**Material provided**
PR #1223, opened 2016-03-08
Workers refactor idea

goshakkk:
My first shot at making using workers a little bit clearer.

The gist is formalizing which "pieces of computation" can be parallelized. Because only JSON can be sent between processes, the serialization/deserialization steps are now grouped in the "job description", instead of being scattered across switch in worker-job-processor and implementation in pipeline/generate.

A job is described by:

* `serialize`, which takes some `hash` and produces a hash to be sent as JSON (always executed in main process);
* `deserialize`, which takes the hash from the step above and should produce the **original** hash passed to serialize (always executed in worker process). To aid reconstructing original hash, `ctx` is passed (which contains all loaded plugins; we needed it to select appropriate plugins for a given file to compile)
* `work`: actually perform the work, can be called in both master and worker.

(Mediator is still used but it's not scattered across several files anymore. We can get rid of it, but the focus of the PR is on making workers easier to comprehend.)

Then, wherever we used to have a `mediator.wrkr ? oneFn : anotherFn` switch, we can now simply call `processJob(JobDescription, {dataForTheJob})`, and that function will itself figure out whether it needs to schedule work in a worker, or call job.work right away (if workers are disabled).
* * *
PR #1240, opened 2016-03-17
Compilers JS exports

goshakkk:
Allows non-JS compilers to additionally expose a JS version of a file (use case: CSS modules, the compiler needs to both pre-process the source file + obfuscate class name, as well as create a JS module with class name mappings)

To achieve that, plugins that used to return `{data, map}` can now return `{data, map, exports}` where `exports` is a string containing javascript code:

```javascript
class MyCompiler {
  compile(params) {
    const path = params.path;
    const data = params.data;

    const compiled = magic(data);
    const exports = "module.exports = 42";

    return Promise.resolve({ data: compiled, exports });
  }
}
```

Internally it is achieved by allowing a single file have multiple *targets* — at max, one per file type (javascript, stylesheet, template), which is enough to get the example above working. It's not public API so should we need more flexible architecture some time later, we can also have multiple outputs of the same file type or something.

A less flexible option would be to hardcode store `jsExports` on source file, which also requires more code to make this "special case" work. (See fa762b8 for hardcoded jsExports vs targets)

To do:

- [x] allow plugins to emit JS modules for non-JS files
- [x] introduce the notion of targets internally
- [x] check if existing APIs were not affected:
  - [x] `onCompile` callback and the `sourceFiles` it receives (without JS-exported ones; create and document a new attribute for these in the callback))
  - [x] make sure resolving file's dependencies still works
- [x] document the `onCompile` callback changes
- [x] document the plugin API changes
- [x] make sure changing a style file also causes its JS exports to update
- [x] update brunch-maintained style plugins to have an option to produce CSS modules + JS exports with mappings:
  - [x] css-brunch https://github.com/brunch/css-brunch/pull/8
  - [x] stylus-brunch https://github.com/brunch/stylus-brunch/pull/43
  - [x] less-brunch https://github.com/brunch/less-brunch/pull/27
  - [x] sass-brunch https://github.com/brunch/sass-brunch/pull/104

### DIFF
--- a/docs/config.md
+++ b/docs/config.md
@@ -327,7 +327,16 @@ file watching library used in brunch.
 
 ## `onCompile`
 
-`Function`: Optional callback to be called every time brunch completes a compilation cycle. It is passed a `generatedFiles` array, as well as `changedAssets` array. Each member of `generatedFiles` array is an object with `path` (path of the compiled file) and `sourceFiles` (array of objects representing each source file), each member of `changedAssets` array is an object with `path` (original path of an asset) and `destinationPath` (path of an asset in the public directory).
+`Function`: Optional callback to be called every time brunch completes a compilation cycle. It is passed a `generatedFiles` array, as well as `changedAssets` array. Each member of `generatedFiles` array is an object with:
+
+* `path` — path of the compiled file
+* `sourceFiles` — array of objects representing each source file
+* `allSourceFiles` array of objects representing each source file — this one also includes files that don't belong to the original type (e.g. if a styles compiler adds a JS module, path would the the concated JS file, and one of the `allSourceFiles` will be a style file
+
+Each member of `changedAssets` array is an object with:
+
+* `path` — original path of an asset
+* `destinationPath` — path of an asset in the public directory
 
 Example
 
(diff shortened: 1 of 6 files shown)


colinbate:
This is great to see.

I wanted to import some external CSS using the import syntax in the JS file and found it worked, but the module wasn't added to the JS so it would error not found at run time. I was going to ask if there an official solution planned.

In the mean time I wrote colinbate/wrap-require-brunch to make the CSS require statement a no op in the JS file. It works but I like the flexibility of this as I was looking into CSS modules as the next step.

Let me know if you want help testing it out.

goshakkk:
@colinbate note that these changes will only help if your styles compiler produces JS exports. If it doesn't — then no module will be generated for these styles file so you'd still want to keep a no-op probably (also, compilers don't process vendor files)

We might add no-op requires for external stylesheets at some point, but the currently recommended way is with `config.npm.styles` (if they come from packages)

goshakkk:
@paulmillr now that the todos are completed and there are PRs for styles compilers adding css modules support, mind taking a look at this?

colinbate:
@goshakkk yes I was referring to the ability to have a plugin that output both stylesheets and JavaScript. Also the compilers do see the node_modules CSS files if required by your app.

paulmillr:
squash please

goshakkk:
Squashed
...
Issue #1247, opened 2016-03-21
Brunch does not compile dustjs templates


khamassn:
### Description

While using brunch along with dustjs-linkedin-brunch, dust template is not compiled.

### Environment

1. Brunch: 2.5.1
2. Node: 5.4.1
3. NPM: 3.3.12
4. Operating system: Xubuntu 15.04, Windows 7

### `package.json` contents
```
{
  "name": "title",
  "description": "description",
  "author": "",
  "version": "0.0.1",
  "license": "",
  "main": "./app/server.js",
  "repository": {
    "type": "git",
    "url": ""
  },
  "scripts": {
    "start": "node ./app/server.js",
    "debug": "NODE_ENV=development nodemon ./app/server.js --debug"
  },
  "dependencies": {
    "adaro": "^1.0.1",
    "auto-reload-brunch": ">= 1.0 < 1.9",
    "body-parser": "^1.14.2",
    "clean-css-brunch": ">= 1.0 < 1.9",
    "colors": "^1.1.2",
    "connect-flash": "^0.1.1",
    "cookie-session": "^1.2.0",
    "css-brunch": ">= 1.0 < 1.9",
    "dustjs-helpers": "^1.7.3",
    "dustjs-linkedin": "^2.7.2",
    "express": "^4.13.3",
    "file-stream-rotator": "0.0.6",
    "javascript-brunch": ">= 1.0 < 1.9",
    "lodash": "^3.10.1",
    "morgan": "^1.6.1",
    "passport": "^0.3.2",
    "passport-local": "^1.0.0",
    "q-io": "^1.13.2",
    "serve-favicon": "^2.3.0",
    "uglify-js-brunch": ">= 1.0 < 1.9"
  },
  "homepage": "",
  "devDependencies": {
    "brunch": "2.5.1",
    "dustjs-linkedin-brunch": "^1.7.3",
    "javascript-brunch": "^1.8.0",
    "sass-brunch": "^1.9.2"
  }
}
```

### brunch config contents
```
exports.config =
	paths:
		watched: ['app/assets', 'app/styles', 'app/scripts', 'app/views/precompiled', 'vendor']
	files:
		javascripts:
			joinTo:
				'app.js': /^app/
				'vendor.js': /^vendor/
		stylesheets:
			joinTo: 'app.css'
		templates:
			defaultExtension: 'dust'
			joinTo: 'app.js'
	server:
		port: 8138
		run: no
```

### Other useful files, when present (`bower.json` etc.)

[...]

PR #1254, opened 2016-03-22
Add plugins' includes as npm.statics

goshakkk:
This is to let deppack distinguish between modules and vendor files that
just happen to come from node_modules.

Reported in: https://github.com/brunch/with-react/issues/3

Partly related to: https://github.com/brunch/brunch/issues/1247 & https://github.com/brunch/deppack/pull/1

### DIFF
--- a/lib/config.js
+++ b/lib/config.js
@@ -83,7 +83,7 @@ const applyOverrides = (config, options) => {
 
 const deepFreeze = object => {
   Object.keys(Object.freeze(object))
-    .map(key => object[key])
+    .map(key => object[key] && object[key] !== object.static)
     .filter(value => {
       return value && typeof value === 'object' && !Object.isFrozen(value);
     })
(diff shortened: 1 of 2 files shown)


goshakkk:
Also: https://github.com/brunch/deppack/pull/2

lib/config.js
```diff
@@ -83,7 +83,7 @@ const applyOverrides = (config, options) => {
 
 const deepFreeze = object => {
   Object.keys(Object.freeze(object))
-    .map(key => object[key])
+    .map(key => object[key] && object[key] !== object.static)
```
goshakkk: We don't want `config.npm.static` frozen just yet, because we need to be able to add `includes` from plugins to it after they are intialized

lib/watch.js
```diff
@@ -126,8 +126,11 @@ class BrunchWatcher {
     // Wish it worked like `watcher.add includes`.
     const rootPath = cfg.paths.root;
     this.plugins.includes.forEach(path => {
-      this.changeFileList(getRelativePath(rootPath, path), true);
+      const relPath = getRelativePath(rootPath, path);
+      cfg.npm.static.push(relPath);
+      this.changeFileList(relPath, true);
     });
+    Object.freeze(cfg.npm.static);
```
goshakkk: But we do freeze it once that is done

**Try it**
All lines above with "produces" in them should be returned.

**Answer to this task**
* `serialize`, which takes some `hash` and produces a hash to be sent as JSON (always executed in main process);
@colinbate note that these changes will only help if your styles compiler produces JS exports. If it doesn't — then no module will be generated for these styles file so you'd still want to keep a no-op probably (also, compilers don't process vendor files)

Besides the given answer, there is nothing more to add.